(Goal of the exercise): Please filter the data down to the lines that include the word "fields" and copy them.
= = = = = = =
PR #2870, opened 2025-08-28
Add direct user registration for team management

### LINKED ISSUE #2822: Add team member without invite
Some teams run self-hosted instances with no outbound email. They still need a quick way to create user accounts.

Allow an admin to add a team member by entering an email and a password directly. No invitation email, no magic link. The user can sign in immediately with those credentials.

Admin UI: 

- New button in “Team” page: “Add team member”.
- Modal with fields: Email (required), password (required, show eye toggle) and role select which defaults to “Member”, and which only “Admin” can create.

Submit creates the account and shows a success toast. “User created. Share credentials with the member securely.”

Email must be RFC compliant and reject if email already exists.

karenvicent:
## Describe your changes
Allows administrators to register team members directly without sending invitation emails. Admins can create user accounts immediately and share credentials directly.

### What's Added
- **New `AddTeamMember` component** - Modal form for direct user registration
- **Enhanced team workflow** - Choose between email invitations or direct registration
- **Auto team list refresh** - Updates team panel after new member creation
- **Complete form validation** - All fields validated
= = = = = = =
(Result for this task):
- Modal with fields: Email (required), password (required, show eye toggle) and role select which defaults to “Member”, and which only “Admin” can create.
- **Complete form validation** - All fields validated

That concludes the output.